--- Exercise instructions ---
Below is a listing; restate from it, character for character, the lines beginning at the line holding "isDomReadyRef.current = value;" and ending at the line holding "setDesktopLoadError(false);", both included.
*** Opening Supplied material ***
PR #12342, opened 2026-07-08
fix: open dapp webview from search(OK-57292)

huhuanming:
[OK-57292](https://onekeyhq.atlassian.net/browse/OK-57292)

----------

## Summary
- Hydrate Discovery browser tab state before opening a DApp from search results on desktop and native.
- Prevent the browser data rebuild mount path from overwriting a freshly opened active DApp tab with an old stored snapshot.
- Wait for the desktop webview preload URL before rendering the initial `<webview>` so the DApp view mounts after async preload resolution.

## Intent & Context
This fixes OK-57292. In Electron, clicking the Uniswap DApp search result could create a browser tab entry without actually focusing and rendering the DApp webview. The requested workflow was to reproduce the issue in Electron, fix it, remove temporary investigation logs, and verify the real webview render instead of only checking that a tab label exists.

The investigation also checked the native path. Native production has two JS runtimes (`main` UI and `background`), with isolated JS heaps. Native storage resources such as SimpleDb/MMKV are shared at the native layer, but the browser tab objects deserialized into JS are per-runtime copies. The bug fixed here is in the UI/browser Jotai hydration ordering and applies to desktop and native browser actions, not to shared native memory.

## Root Cause
Desktop does not have a separate background JS runtime, so the bad state was not caused by desktop reading a bg runtime copy. The failure was caused by browser UI state hydration ordering:

- Search-result DApp open could wait on browser-data readiness while no active hydrator existed in cold or stale waiter cases.
- On desktop, switching to `MultiTabBrowser` could mount `HandleRebuildBrowserData`, which rebuilt tabs from an old SimpleDb snapshot and overwrote the newly opened active tab.
- The saved active tab restore path could therefore restore the old `savedActiveTabId` after the new DApp tab had already been created.
- DesktopWebView used an async preload URL populated outside React state; the first render could return `null` and then never re-render when the preload URL resolved.

## Design Decisions
- Reuse the existing `backgroundApiProxy.simpleDb.browserTabs.getRawData()` and `buildWebTabs(... isInitFromStorage)` hydration path instead of adding a second storage reader.
- Add an explicit browser data readiness waiter that can self-hydrate stale/cold states before `gotoSite` or DApp search result open proceeds.
- Mark browser data ready before switching to the desktop browser and guard `HandleRebuildBrowserData` once ready, so a late mount cannot overwrite the current in-memory tab state.
- Clear the saved active tab before switching to `MultiTabBrowser`, and create/activate the destination tab first on desktop.
[...]

PR #12431, opened 2026-07-10
fix: register desktop webview load listeners after deferred preload(OK-57862)

Minnzen:
[OK-57862](https://onekeyhq.atlassian.net/browse/OK-57862)

----------

## Summary
- Register desktop webview load-event listeners once the `<webview>` node actually mounts, restoring app→webview injected-message delivery (Perps chart `SYMBOL_CHANGE`, chart lines sync, `FORCE_RECOVER_WS`, navigation guard).
- Read dom-ready state through a ref in the imperative-handle wrapper so a parent holding an older wrapper still delivers instead of queueing on a stale snapshot.
- Add jest regression tests covering both failure modes.

## Intent & Context
QA reported on the desktop 6.5.0 test build (OK-57862): on the Perps page, switching to a spot pair did not switch the TradingView chart, and right-click → trade inside the chart opened no order dialog. The production app was unaffected.

Log analysis showed the app-side state switched correctly, but the chart never resolved any new symbol after an in-page switch — perp→perp switches were equally dead, spot just made it visible. Every fresh webview load resolved its URL symbol fine, which is why the page looked normal until the first switch.

## Root Cause
`d7b9d95a6d` (OK-57292, #12342) deferred the preload URL fetch from module-load time to a mount effect. The first `DesktopWebView` of a renderer session now renders `null` first and only re-renders with the `<webview>` once the preload URL resolves. The load-event listener effect ran on the first commit (webview node absent, early return) and never re-ran because its dependency array contained only stable callbacks.

As a result `dom-ready` was never handled, `isDomReady` stayed `false` forever, and every `sendMessageViaInjectedScript` call was pushed into `pendingScriptsRef` and never flushed. The chart→webview receive direction (`ipc-message` effect, which does depend on `isWebviewReady`) kept working, masking the failure: request/response flows like price-scale and marks worked, only app-initiated pushes were dead.

The right-click trade symptom is downstream: the chart was stuck on the old symbol, so the order-intent message carried a stale symbol and failed the `payload.symbol === latestSymbolRef.current` check in `TradingViewPerpsV2` silently.

Also broken for the first webview of each session: the `onShouldStartLoadWithRequest` navigation guard (wired via `did-start-navigation` / `did-redirect-navigation`), load-failure error views and timeouts, and `onLoadEnd`/`onDomReady` callbacks. The dapp browser is equally affected when it is the first webview opened after launch.

The chart repo was ruled out by injecting `SYMBOL_CHANGE` messages directly into the deployed chart bundle (both perp and spot symbols switch correctly).

## Design Decisions
- Minimal-surface fix: add `isWebviewReady` to the listener effect deps instead of restructuring the effect; the effect already early-returns while the node is absent and its cleanup correctly re-registers.
- Introduced `isDomReadyRef` and switched the wrapper's send path to read it, then reduced the imperative-handle deps to `[jsBridgeHost]`. This keeps the wrapper stable across renders and eliminates the whole class of stale-closure delivery bugs (parents such as `InpageProviderWebView.desktop` cache the wrapper and only refresh it on their own re-renders).
- `flushPendingScripts` still keys off `isDomReady` state so queued messages flush on the dom-ready flip.

## Changes Detail
- `DesktopWebView.tsx`: listener effect re-runs on `isWebviewReady`; `updateIsDomReady` keeps a ref in sync with state; wrapper send reads the ref; wrapper handle stable per `jsBridgeHost`.
- `desktopWebViewMessageDelivery.test.tsx`: full-chain tests through `InpageProviderWebView.desktop` with production-equivalent `useWebViewBridge` semantics. Cases: deferred preload (regression), pre-dom-ready queue flush, dom-ready arriving after the last parent render (stale wrapper). Cases 1 and 3 fail without the fix.

## Risk Assessment
- **Risk Level**: Medium
- **Risk Areas**: listener effect now re-registers when `isWebviewReady` flips (cleanup path exercised more often); imperative-handle wrapper identity no longer changes on dom-ready, so consumers relying on wrapper recreation timing would be affected (none found).

## Test plan
- [x] `yarn jest packages/kit/src/components/WebView/desktopWebViewMessageDelivery.test.tsx` — passes with fix, cases 1 & 3 fail without it
- [x] `yarn jest packages/kit/src/components/WebView/DesktopWebView.test.tsx` — existing preload-retry test still passes
- [x] Manual desktop verify: launch app → Perps → switch perp↔spot repeatedly, chart follows; right-click → trade opens the limit-order dialog
- [ ] Dapp browser smoke: first webview after app launch loads normally and blocked URLs are still stopped

[OK-57862]: https://onekeyhq.atlassian.net/browse/OK-57862?atlOrigin=eyJpIjoiNWRkNTljNzYxNjVmNDY3MDlhMDU5Y2ZhYzA5YTRkZjUiLCJwIjoiZ2l0aHViLWNvbS1KU1cifQ

### DIFF
--- a/packages/kit/src/components/WebView/DesktopWebView.tsx
+++ b/packages/kit/src/components/WebView/DesktopWebView.tsx
@@ -444,7 +444,9 @@ const DesktopWebView = forwardRef(
       ref as Ref<unknown>,
       (): IWebViewWrapperRef => {
         const wrapper = {
-          innerRef: webviewRef.current,
+          // deferred preload mounts the node after the first create; the
+          // isWebviewReady dep re-snapshots innerRef once it exists.
+          innerRef: isWebviewReady ? webviewRef.current : null,
           jsBridge: jsBridgeHost,
           reload: () => {
             webviewRef.current?.reload();
@@ -483,7 +485,7 @@ const DesktopWebView = forwardRef(
       },
       // dom-ready is read via isDomReadyRef so a parent holding an old
       // wrapper still delivers.
-      [jsBridgeHost],
+      [isWebviewReady, jsBridgeHost],
     );
 
     const initWebviewByRef = useCallback(
--- a/packages/kit/src/components/WebView/DesktopWebView.tsx
+++ b/packages/kit/src/components/WebView/DesktopWebView.tsx
@@ -129,6 +129,13 @@ const DesktopWebView = forwardRef(
   ) => {
     const [isWebviewReady, setIsWebviewReady] = useState(false);
     const [isDomReady, setIsDomReady] = useState(false);
+    // Parents hold wrapper closures across renders, so dom-ready must be read
+    // from a ref, not a render snapshot.
+    const isDomReadyRef = useRef(false);
+    const updateIsDomReady = useCallback((value: boolean) => {
+      isDomReadyRef.current = value;
+      setIsDomReady(value);
+    }, []);
     const webviewRef = useRef<IElectronWebView | null>(null);
     const pendingScriptsRef = useRef<string[]>([]);
     const [devToolsAtLeft, setDevToolsAtLeft] = useState(false);
@@ -293,7 +300,7 @@ const DesktopWebView = forwardRef(
             lastMainFrameLoadErrorRef.current = undefined;
             setDesktopLoadError(false);
             setDesktopLoadErrorCode(undefined);
-            setIsDomReady(false);
+            updateIsDomReady(false);
             startLoadTimeout();
           }
           checkGoogleOauth(url);
@@ -351,7 +358,7 @@ const DesktopWebView = forwardRef(
         webview.addEventListener('page-favicon-updated', onPageFaviconUpdated);
         webview.addEventListener('new-window', onNewWindow);
         const handleDomReady = (event: Event) => {
-          setIsDomReady(true);
+          updateIsDomReady(true);
           onDomReady?.(event);
         };
 
@@ -386,8 +393,12 @@ const DesktopWebView = forwardRef(
         console.error(error);
       }
     }, [
+      // the first run can precede <webview> mount when the preload URL
+      // resolves async, leaving every load listener unregistered.
+      isWebviewReady,
       clearLoadTimeout,
       startLoadTimeout,
+      updateIsDomReady,
       onDidFailLoad,
       onDidFinishLoad,
       onDidStartLoading,
@@ -445,7 +456,7 @@ const DesktopWebView = forwardRef(
           },
           sendMessageViaInjectedScript: (message: unknown) => {
             const script = createMessageInjectedScript(message);
-            if (!isDomReady || !webviewRef.current) {
+            if (!isDomReadyRef.current || !webviewRef.current) {
               pendingScriptsRef.current.push(script);
               if (pendingScriptsRef.current.length > 50) {
                 console.warn(
@@ -470,14 +481,19 @@ const DesktopWebView = forwardRef(
         jsBridgeHost.webviewWrapper = wrapper;
         return wrapper as IWebViewRef;
       },
-      [isDomReady, jsBridgeHost],
+      // dom-ready is read via isDomReadyRef so a parent holding an old
+      // wrapper still delivers.
+      [jsBridgeHost],
     );
 
-    const initWebviewByRef = useCallback(($ref: any) => {
-      webviewRef.current = $ref;
-      setIsDomReady(false);
-      setIsWebviewReady(Boolean($ref));
-    }, []);
+    const initWebviewByRef = useCallback(
+      ($ref: any) => {
+        webviewRef.current = $ref;
+        updateIsDomReady(false);
+        setIsWebviewReady(Boolean($ref));
+      },
+      [updateIsDomReady],
+    );
 
     useEffect(() => {
       const webview = webviewRef.current;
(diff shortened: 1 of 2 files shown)


originalix (dismissed):

packages/kit/src/components/WebView/DesktopWebView.tsx
```diff
@@ -470,14 +481,19 @@ const DesktopWebView = forwardRef(
         jsBridgeHost.webviewWrapper = wrapper;
         return wrapper as IWebViewRef;
       },
-      [isDomReady, jsBridgeHost],
+      // dom-ready is read via isDomReadyRef so a parent holding an old
+      // wrapper still delivers.
+      [jsBridgeHost],
```
sidmorizon: # [🟠 P1] 移除 isDomReady 依赖后，首个 webview 的 wrapper.innerRef 永远为 null

## 问题

`useImperativeHandle` 依赖从 `[isDomReady, jsBridgeHost]` 缩减为 `[jsBridgeHost]`。`wrapper.innerRef` 是 `webviewRef.current` 的快照，只有 create 重新执行时才会刷新。而 `jsBridgeHost` 依赖 `[receiveHandler]`，浏览器路径下 `receiveHandler`/`customReceiveHandler` 均为稳定的 `useCallback`，所以 wrapper 只创建一次。

本 PR 修复的正是"会话首个 webview 先渲染 `null`"的场景：此时 `useImperativeHandle` 首次执行时 `webviewRef.current` 仍是 `null`，`innerRef` 被快照为 `null`；随后 webview 真正挂载（`initWebviewByRef` 设置 `webviewRef.current`）时，依赖 `[jsBridgeHost]` 未变，create 不再重跑，`innerRef` 永远停留在 `null`。改动前依赖里的 `isDomReady` 在 dom-ready 后翻转为 `true`，恰好触发 wrapper 重建并把 `innerRef` 刷新为已挂载节点，这条路径被本 PR 删除了。

## 影响

`WebContent.desktop.tsx` 的 `onWebViewRef` 用 `if (ref && ref.innerRef)` 作为守卫才写入 `webviewRefs[id]`。`innerRef` 恒为 `null` 时该守卫永不成立，会话首个标签页的 `webviewRefs[id]` 永不注册、`refReady` 永不置位。所有读取 `webviewRefs[id]?.innerRef` 的桌面逻辑（`loadURL`、`injectJavaScript`、`goBack/goForward`、`getNavStatusInfo`、内存压力、快捷键、DApp 通知、Bitrefill 注入等）对首个标签全部失效。第二个及以后的标签因 `preloadJsUrl` 已被模块级缓存、首帧即渲染 webview 而不受影响，故问题只影响冷启动首个 webview，隐蔽性高。新增测试只覆盖 `sendMessageViaInjectedScript`，未校验 `innerRef`，无法拦截此回归。

## 建议

保留 `isDomReadyRef` 的投递修复，同时让 wrapper 在 webview 节点可用后重建。最小改动是把 `isWebviewReady` 加回依赖：

```ts
[isWebviewReady, jsBridgeHost],
```

这样 `initWebviewByRef` 置位 `isWebviewReady` 后 create 会重跑一次，`innerRef` 刷新为已挂载节点；投递仍走 `isDomReadyRef`，不会退回旧的每次 dom-ready 重建。或将 `innerRef` 改为读取 `webviewRef.current` 的实时 getter。

[Claude session ↗](https://claude.ai/code/session_017TurEdrvVd4rqAPDA4gqxd)

---

Minnzen: Valid catch — fixed in f55daba070.

One nuance from re-testing: strictly speaking `innerRef` did not stay `null` forever. React appends the `ref` argument to `useImperativeHandle`'s effect deps, and `useWebViewBridge`'s `setWebViewRef` is a new function identity on every `InpageProviderWebView` render, so any parent re-render (guaranteed by the progress-state updates during page load) re-ran create and re-snapshotted `innerRef`. The full-chain regression test passed with `[jsBridgeHost]` alone for exactly this reason.

That said, relying on accidental ref-identity churn is the same class of fragility this PR removes, so the hardening is right: `isWebviewReady` is back in the deps and `innerRef` is now explicitly gated on it (`isWebviewReady ? webviewRef.current : null`), which also satisfies exhaustive-deps. Delivery still reads `isDomReadyRef`, so we don't regress to per-dom-ready wrapper rebuilds. Added an `innerRef` assertion to the deferred-mount test to pin the invariant `WebContent.desktop`'s registration guard depends on.

weatherstar (approved):

originalix (approved):

packages/kit/src/components/WebView/DesktopWebView.tsx
```diff
@@ -445,7 +458,7 @@ const DesktopWebView = forwardRef(
           },
           sendMessageViaInjectedScript: (message: unknown) => {
             const script = createMessageInjectedScript(message);
-            if (!isDomReady || !webviewRef.current) {
+            if (!isDomReadyRef.current || !webviewRef.current) {
```
originalix, line 461: 当页面在 `dom-ready` 前已经有脚本排队，而 `onDomReady` 回调里或紧接着又调用一次 `sendMessageViaInjectedScript` 时，这里会因为 `isDomReadyRef.current` 已经是 `true` 而直接执行新脚本，但更早入队的脚本还要等后面的 effect 才 flush。

这样消息顺序会被反转，先发的初始化/同步脚本反而晚于后发的业务消息执行，TradingView 或 bridge 这类依赖 FIFO 的协议链路会出现新的时序回归。

建议在进入直发分支前先同步 drain `pendingScriptsRef`，或者让 `dom-ready` 前后的消息统一走同一个 FIFO flush 路径，保证 injected script 仍然按入队顺序交付。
*** Closing Supplied material ***
--- Response to the task ---
+      isDomReadyRef.current = value;
+      setIsDomReady(value);
+    }, []);
     const webviewRef = useRef<IElectronWebView | null>(null);
     const pendingScriptsRef = useRef<string[]>([]);
     const [devToolsAtLeft, setDevToolsAtLeft] = useState(false);
@@ -293,7 +300,7 @@ const DesktopWebView = forwardRef(
             lastMainFrameLoadErrorRef.current = undefined;
             setDesktopLoadError(false);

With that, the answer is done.